If the scene in Branford common room last Friday at midnight was any indication, Arnold Schoenberg is the next indie rock hero. The sheer number of excitedly babbling students jammed into such a small space, in conjunction with the makeshift seating, free-flowing booze and mood lighting, created the pleasantly electrifying atmosphere of a rock concert. One would never expect that the crowd had gathered to listen to “Pierrot Lunaire,” a cycle of 21 atonal German songs about the moon.
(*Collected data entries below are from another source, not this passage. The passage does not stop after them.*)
PR #35, opened 2026-07-26
fix(a11y): announce status changes and repair ARIA wiring in the docs

pjdoland:
## Summary

This is another installment in the accessibility remediation series that started with #34. It's a small, focused batch: two ARIA-status announcement fixes, one duplicate-id bug in the shared docs script, and one incomplete widget pattern on the landing page. Nothing here touches Python, layout, or color; it's all wiring that was either silently broken or silently missing for screen reader users.

**The fun fact worth knowing:** the duplicate-id bug (see below) means 23 of the 24 "Flags" links in `cli.html`'s page outline currently jump to the wrong section, for every single user who clicks them, sighted or not. This wasn't an assistive-tech-only bug; it's just that nobody happened to click the third "Flags" link recently.

References use WCAG 2.2 success criterion numbers (SC) as citations only; no normative claims beyond what's fixed here.

---

### Duplicate heading ids break the "On this page" TOC and anchors (SC 4.1.2)

`site.js` builds each heading's `id` by slugifying its text, with no de-duplication. `cli.html` has 24 `<h3>Flags</h3>` headings (one per CLI subcommand), so all 24 got `id="flags"`. Every "On this page" TOC entry labeled "Flags" pointed at the same element, so clicking any of them except the first one scrolled you to the wrong command's flag table. The injected "#" permalink on each heading, and the scrollspy highlighting, had the same problem.

The fix prefixes `h3` ids with their nearest `h2`'s id (e.g. `bench-flags`, `certify-flags`, `holdout-flags`), falling back to a numeric suffix for any collision that scheme doesn't resolve. Verified in-browser: all 63 ids on `cli.html` are now unique, and two different "Flags" TOC links now scroll to genuinely different points in the page (roughly 575px and 6543px down the document).

### Copy-to-clipboard confirmation was silent for screen readers (SC 4.1.3)

Every code block's Copy button swaps its own label to "Copied" for 1.6 seconds. That's a purely visual cue; there was no live region, so screen reader users who clicked Copy had no way to know the clipboard write actually happened. Added one shared, visually-hidden `aria-live="polite"` region that announces "Copied to clipboard" (or a failure message in the rare execCommand-fails fallback path). Verified the region's text updates immediately after clicking a Copy button.

### Adoption page's live status paragraph was never announced (SC 4.1.3)

`adoption.html` has a `<p id="updated">` that starts as "connecting to the metrics branch…" and gets rewritten to report success, staleness, or failure of the live data fetch. That's a textbook status message, but it had no `role="status"` or `aria-live`, so screen reader users never learned whether the numbers on the page were live, stale, or broken. Added `role="status"`, which is appropriately quiet (this text changes at most every 45 seconds). Left the fast-polling rate labels and the odometer alone, exactly as the audit recommended, since those update every few seconds and would flood a screen reader with noise if wired into a live region.

### Compression calculator results updated silently (SC 4.1.3)

`learn-compression.html` has an interactive calculator: three sliders and a model picker recompute three dollar figures on every input. The figures were plain text with no live region, so a screen reader user adjusting a slider had to manually go find the results afterward; the whole point of the widget (see the numbers move as you change the inputs) was lost. Added a debounced, visually-hidden `aria-live="polite"` summary that announces all three figures 500ms after the last input event settles, so dragging a slider doesn't fire a wall of announcements. The visible stat boxes still update instantly for sighted users; only the screen-reader summary is debounced.

### Installer tabs on the landing page were half-implemented (SC 4.1.2)

The install-format switcher (`uvx` / `pipx` / `Homebrew` / `Docker` / `zipapp`) declared `role="tablist"` and `role="tab"`, which tells a screen reader "this is a tab widget, expect selection state and arrow-key navigation." Neither existed: no `aria-selected`, no roving `tabindex`, no arrow-key handling, no `role="tabpanel"`. The widget itself worked fine by mouse and by Tab-plus-Enter, since these are native `<button>` elements; the mismatch was purely in what screen readers were told to expect versus what was actually there.

I chose to drop the tablist/tab roles and use plain buttons with `aria-pressed` instead, rather than build out the full ARIA tabs pattern (roving tabindex, ArrowLeft/ArrowRight handling, ids wiring tabs to panels). Reasoning: this is a five-way format picker wired with nothing more than a plain click handler in `site.js` (the same handler every other `.tabs` widget on the site would use, if there were others); adding a second navigation contract (arrow keys) on top of working Tab-and-Enter behavior is more surface area to maintain for no real benefit to this particular widget, and the two-line `aria-pressed` toggle change is the smaller, lower-risk fix. Verified in-browser: focusing the "pipx" button and pressing Enter toggles `aria-pressed` correctly on all five buttons and switches the visible panel, with zero console errors.

### Invalid aria-label on a generic div (SC 4.1.2)

`adoption.html` had `<div class="split" id="splitband" aria-label="real vs bot download split">`. Under ARIA 1.2, a plain `div` has an implicit role of `generic`, and generic elements aren't allowed to carry an accessible name, so browsers and assistive tech either ignore that `aria-label` or expose it inconsistently. Added `role="img"` so the element has a role that supports naming. The adjacent legend already states the real numbers, so no information depends on this label either way; it's a validity fix, not a content fix.

---

## Gates

- **No Python files changed.** This PR is docs/site.js/site markup only (`docs/site.js`, `docs/index.html`, `docs/adoption.html`, `docs/learn-compression.html`). The pytest suite is unaffected; confirmed by grepping `tests/` for any of the HTML ids/strings touched here (`role="tab"`, `copy-btn`, `te-naive`, `te-live`, `splitband`, `id="updated"`, `flags"`): the only hits are unrelated Python dict keys named `"flags"` in manifest test fixtures (`tests/test_dissect.py`, `tests/test_upgrade.py`, `tests/test_coverage_1151.py`), not the docs markup. No pytest was actually runnable in this environment (module not installed), but since no Python changed, that's moot.
- **`make lint` not relevant**, per scope (no Python changed).
- **Browser-verified** with a real Playwright session against this worktree's docs on port 8647: all 63 heading ids on `cli.html` are unique post-fix, two different "Flags" TOC links scroll to different document offsets, the copy button's live region updates after a click, the installer tabs are fully keyboard-operable (`aria-pressed` and panel state update correctly on Enter) with zero console errors on `index.html`, `cli.html`, or `adoption.html`, and the compression calculator's live region populates only after the 500ms debounce (confirmed empty at 0ms and 200ms, populated at 700ms).
- **Working tree clean**, 4 commits on `fix/a11y-aria-status`, branched from `main`.
- **Deviations / out of scope:** none. All six findings (M8, M9, M10, M11, N12, N9) were implemented as scoped; no other findings from the audit were touched, and CONTRIBUTORS.md was not modified.

### DIFF
--- a/docs/adoption.html
+++ b/docs/adoption.html
@@ -201,7 +201,7 @@
     <div class="seyebrow live gr" style="margin-top:0">Live telemetry &middot; auditable end-to-end</div>
     <h1>Adoption &amp; <span class="g">Community Savings</span></h1>
     <p class="lead">Most projects show you raw download counts and hope you don't ask questions. We ask them for you: downloads are <b>bot-filtered</b>, savings come from an <b>opt-in census</b> that starts at zero and can't be inflated, and every number below is computed by public code from a <a href="https://github.com/dshakes/distil/tree/metrics">public git branch</a>.</p>
-    <p class="updated" id="updated">connecting to the metrics branch&hellip;</p>
+    <p class="updated" id="updated" role="status">connecting to the metrics branch&hellip;</p>
 
     <!-- ── next-gen live hero: ticking odometer + trust ring ── -->
     <div class="hero">
@@ -250,7 +250,7 @@
     <div class="seyebrow gr">Downloads &middot; honestly</div>
     <h2 style="margin-top:0">The number everyone shows <span class="g">vs. the one that's true</span></h2>
     <p>A public PyPI package receives constant traffic from supply-chain scanners (Snyk/Socket-class), package-intel crawlers (deps.dev, libraries.io), and malware sandboxes — every new release triggers fleet-wide sweeps. They report no operating system; <code>pip</code> on a real machine does. Even the filtered number counts <em>events</em> (CI reinstalls, upgrades), not people — provable people are the census tile. So we split:</p>
-    <div class="split" id="splitband" aria-label="real vs bot download split">
+    <div class="split" id="splitband" role="img" aria-label="real vs bot download split">
       <div class="seg real" id="seg-real" style="flex-grow:1"></div>
       <div class="seg bots" id="seg-bots" style="flex-grow:1"></div>
     </div>
--- a/docs/index.html
+++ b/docs/index.html
@@ -611,12 +611,12 @@ VERDICT: <span class="w">FAIL</span>  (would degrade quality — blocked)</pre>
   <h2>Install <span class="g">— pick a format</span><a class="hlink" href="#install" aria-label="Link to this section">#</a></h2>
   <p class="lead">The stdlib-only core makes the packaging clean: zero runtime deps, corpus bundled.</p>
   <div class="tabs" id="install-tabs">
-    <div class="tabbar" role="tablist">
-      <button class="tab is-active" data-tab="uvx" role="tab">uvx <span class="tab-hint">zero install</span></button>
-      <button class="tab" data-tab="pipx" role="tab">pipx <span class="tab-hint">isolated cli</span></button>
-      <button class="tab" data-tab="brew" role="tab">Homebrew</button>
-      <button class="tab" data-tab="docker" role="tab">Docker</button>
-      <button class="tab" data-tab="pyz" role="tab">zipapp</button>
+    <div class="tabbar">
+      <button class="tab is-active" data-tab="uvx" aria-pressed="true">uvx <span class="tab-hint">zero install</span></button>
+      <button class="tab" data-tab="pipx" aria-pressed="false">pipx <span class="tab-hint">isolated cli</span></button>
+      <button class="tab" data-tab="brew" aria-pressed="false">Homebrew</button>
+      <button class="tab" data-tab="docker" aria-pressed="false">Docker</button>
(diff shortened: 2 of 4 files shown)


dshakes:
Merged — shipping in 1.33.0.

The live-region wiring is the part I'd have been most likely to get wrong myself. Announcing the odometer through a `role="status"` region while hiding the spinning digits is the right call, and it's a real conflict with #40, which wanted to expose that element directly. I kept your version: the digits are already announced through the status region, so exposing the raw spinner too would just double-announce.

dshakes:
## Validation — #35

Ran the live web dashboard (`distil dashboard --web`) and watched the region update.

- `role="status"` region present, `sr-only`, and **populated at runtime**: `"1.5B tokens saved, 32.2% smaller, 7,751 requests."`
- Odometer `#odo` stays `aria-hidden="true"` while showing `1,522,590,876`.

That pairing is exactly why I kept your version over #40's, which wanted to expose the odometer element directly. The digits are already announced as a sentence; exposing the spinner too would have made a screen reader read the raw number churn on every tick. Your split — human summary to AT, animation to the eye — is the correct one.

---

PR #37, opened 2026-07-26
fix(a11y): expose diagrams, charts, and their links to assistive technology

pjdoland:
Hi team, this is the next installment in the accessibility remediation series that started with #34. It closes out the "non-text content" findings from the audit: images, charts, and an interactive diagram that either say nothing to a screen reader or say the wrong thing.

## The headline fix: the architecture diagram was inviting clicks nobody could hear

`architecture.html` and `concepts.html` both ship the same interactive SVG: six pipeline stages and four "quality contract" cards, each one a real link into `techniques.html` or `concepts.html`. The page literally tells sighted visitors "Interactive: click any block to open the concept behind it." The problem: the `<svg>` had `role="img"`, which tells assistive tech "this is one flat picture, nothing inside it matters." Screen reader users got a single unlabeled image announcement and never learned the ten links existed, even though they were still sitting in the keyboard tab order, silent and unlabeled, when focused.

Fix: the svg is now `role="group"` (keeps the same overall `aria-label` describing the whole diagram), and every one of the ten links gets its own `aria-label` so its name is announced reliably (the existing `<title>` elements weren't consistently exposed cross-browser). The "click any block" copy is now "select any block (click, or Tab then Enter)" so it doesn't assume a mouse. Same change, same wording, on both pages, since they share the identical figure. (WCAG 1.1.1, 4.1.2)

## Dissect report charts now have names, and the tools chart got its missing table

`distil dissect --html` renders three charts: the per-request timeline, the tool-cost bars, and the folded-blocks bars. All three were `<svg role="img">` with nothing to tell a screen reader what they showed. They now carry a descriptive `aria-label` (and a matching `<svg><title>` as a belt-and-suspenders backup) built from the actual data, e.g. "Tokens folded by block kind, top 10 kinds." The timeline chart already had a collapsible data-table fallback; the tool-cost chart didn't, so it's the odd one out no longer, it gets the same pattern (tool name, tokens per request, session total). (WCAG 1.1.1)

## Four diagram alts on the marketing and docs pages actually describe the diagram now

`index.html`, `corpus.html`, and `benchmark.html` had a handful of images whose alt text named the topic but not the content, things like `alt="architecture"` or `alt="one proxy, every SDK"`. I opened each SVG and read what it actually draws, then wrote alts that carry the real message: the architecture alt now names the five pipeline stages and the recovery loop, the cache-aware chart alt states all four bar values, the "7 domains" chart alt lists all seven domains and their pass rates, and the cross-SDK alt names the five client SDKs and three provider groups it connects. Where a table right below the image already had the numbers (corpus.html, benchmark.html), the alt says so explicitly instead of repeating every digit. (WCAG 1.1.1)

## The adoption page's sparkline can now say what it's showing

The tiny JS-drawn sparkline on `adoption.html` (community tokens saved over time) was an `<svg>` with zero role or name. It now gets `role="img"` plus a data-driven `aria-label` computed at render time, e.g. "Community tokens saved trending from 1.2k to 8.4k over 12 censuses," so the trend it's drawing is actually stated, not just implied by a squiggly line.

## Decorative emoji stop announcing themselves

The two hero door icons and the three plain-English card headings on `index.html` use emoji purely for visual flavor, the text next to them already carries the meaning. Screen readers were reading them out by their Unicode names ("high voltage," "card file box"). They're now wrapped in `aria-hidden="true"` so they're silent, decorative flourishes the way they were meant to be. (best practice, WCAG 1.1.1 framing)

## Visual changes

None. Every fix here is either an ARIA attribute, an alt/aria-label string, or a wording tweak in visible instructional text (the "select any block" hint); no layout, color, or markup structure changed. Screenshots confirmed the architecture diagram renders pixel-identical.

## Gates

- `uv run ruff check` on every `.py` file touched (`distil/dissect.py`): pass, no new errors (18 pre-existing errors before and after, same categories).
- `uv run pytest -q`: pass, 1842 passed, 5 skipped, in 169.87s. No test assertions needed updating; the existing dissect chart tests check for content by substring (`"data table" in page`, `page.count("<svg") == 3`), which still hold.
- Browser verification (shared Playwright instance, served this worktree's `docs/` on port 8646): pass. On `architecture.html`, an accessibility snapshot shows all 10 diagram links exposed by name (e.g. "Cache-aware placement, pin the stable prefix at the 0.1x cache-read rate" and "Learned keep-model, the self-improving, never-regressing flywheel") inside a `group`, not swallowed by a flat image label; a DOM check confirms all 10 are natively focusable (`tabIndex: 0`). A screenshot of the figure matches the pre-change layout pixel for pixel, confirming no visual change. On `adoption.html`, the live sparkline's rendered aria-label read "Community tokens saved trending from 1.2B to 1.5B over 10 censuses," confirming the data-driven label works against real fetched data, not just the synthetic case.
- Dissect chart rendering: rendered a synthetic session report via the existing test-suite fixture (`tests/test_dissect.py::_seed_state`) and confirmed all 3 chart svgs (timeline, tools, block kinds) carry both `role="img"` and a descriptive `aria-label`, and the tools chart now has its own collapsible data table alongside the existing timeline one (2 "data table" fallbacks total, up from 1).

### DIFF
--- a/distil/dissect.py
+++ b/distil/dissect.py
@@ -1076,11 +1076,15 @@ def _svg_hbars(
     rows: list[tuple[str, int, list[tuple[str, str, str]]]],
     *,
     color: str = _C_OVERHEAD,
+    name: str = "Bar chart",
 ) -> str:
     """Horizontal bar chart (single measure, one hue): label, thin bar, value.
 
     Each row is (label, value, tooltip_rows). The whole row — label through
-    value — is one oversized hit target for the styled tooltip.
+    value — is one oversized hit target for the styled tooltip. ``name`` is
+    the chart's accessible name (SC 1.1.1): it is rendered both as the
+    ``aria-label`` and as an ``<svg><title>`` so it survives in AT that
+    ignores one or the other.
     """
     if not rows:
         return ""
@@ -1089,7 +1093,9 @@ def _svg_hbars(
     plot_w = width - label_w - val_w
     parts = [
         f'<svg viewBox="0 0 {width} {len(rows) * rh + 6}" role="img" '
+        f'aria-label="{_html.escape(name, quote=True)}" '
         f'style="width:100%;height:auto;font:12px Inter,ui-sans-serif,sans-serif">'
+        f"<title>{_html.escape(name)}</title>"
     ]
     for i, (label, val, tip_rows) in enumerate(rows):
         y = i * rh + 4
@@ -1129,9 +1135,16 @@ def _svg_stack_timeline(requests: list[dict[str, Any]]) -> str:
     n = len(comp)
     step = plot_w / n
     bar_w = max(2, min(28, round(step - 2)))
+    total_saved = sum(saved for _o, _s, saved, _r in comp)
+    name = (
+        f"Per-request token composition for {n} requests: stacked overhead, sent content, "
+        f"and tokens saved, {_human(total_saved)} saved in total"
+    )
     parts = [
         f'<svg viewBox="0 0 {width} {height}" role="img" '
+        f'aria-label="{_html.escape(name, quote=True)}" '
         f'style="width:100%;height:auto;font:11px Inter,ui-sans-serif,sans-serif">'
+        f"<title>{_html.escape(name)}</title>"
     ]
     for frac in (0.0, 0.5, 1.0):  # recessive grid, three lines
         y = 8 + plot_h * (1 - frac)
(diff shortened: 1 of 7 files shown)


dshakes:
Merged — shipping in 1.33.0.

The data-table fallbacks matter more here than the alt text. The dissect charts are how people check where their tokens went, and before this the only way to get an exact number off a bar was to hover it — which also meant no exact numbers for anyone reading the report in a terminal browser, a screenshot, or a printout. Same values, now in a table.

dshakes:
## Validation — #37

Checked against a real dissect report (243-request session).

- **2 of 2** `svg[role="img"]` carry both `aria-label` **and** a child `<title>` — belt and braces, as your docstring says.
- The generated name is genuinely descriptive, not a label of convenience: `"Per-request token composition for 243 requests: stacked overhead, sent content, and tokens saved, …"`
- **2** `data table` disclosures present, carrying the same numbers as the bars.

The fallback tables are the part I think matters most here. Those charts are how someone checks where their tokens went, and hovering a bar was the only way to get an exact figure — which also meant no exact figures in a screenshot, a printout, or a terminal browser.

---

“Three-times-seven Songs from Albert Giraud’s Pierrot Lunaire,” the work’s full title, is a masterpiece of Schoenberg’s early career, drawing elements from classical tradition, Commedia dell’Arte, cabaret and German Expressionism. The quintessential Viennese composer fuses all of this into 35 minutes of some of the most fiercely original music ever written. The poems are nocturnal and sometimes darkly funny (but mostly just dark). Displaying a frightening preoccupation with gore and the devil, songs like “Red Mass” and “Mean Trick!” are perhaps the goriest in the classical canon — they’d even give Slayer’s classic “Reign in Blood” a run for its money.

The cycle chronicles the misadventures of Pierrot, the white-robed clown of Commedia dell’Arte, as he becomes drunk on the moon’s rays, falls in love, renounces Christ, sees a grotesque prostitute hanged, plays the viola and waxes nostalgic for his homeland, Bergamo.

Scored for flute, clarinet, cello, violin, piano and voice — a diverse, if small ensemble — Schoenberg produces an astonished variety of tone colors, in part by requiring some of the musicians to play more than one instrument: The violinist must also play viola; the flutist, the piccolo; and the clarinetist, the bass clarinet. He also throws a wrench in the works by calling not for traditional singing, but rather a technique called “sprechgesang,” or speak-singing. Though rhythms and pitches are precisely indicated, the vocalist must never linger on any particular note, but instead slide between them. The effect is something drastically different: not quite recitation, not quite singing and, in this case, more effective than either one would be. It also gives the vocalist considerable freedom to inject tonal range and drama into the performance. The music is capriciously expressive, painting minutely detailed sound-portraits of the poems.

It’s a rare occasion to hear “Pierrot” live, given the enormous artistic and technical demands it places on all six musicians. Friday marked the debut performance of the piece for the Yale group, which formed last September. Their work paid off. I had anticipated a competent performance from these experienced musicians, but got much more: a truly thought-provoking, moving rendition that showed a deep understanding of this difficult music. But besides being thoughtful, the performance also had a thrilling spontaneity, reacting to Schoenberg’s split-second emotional twists with assured nimbleness.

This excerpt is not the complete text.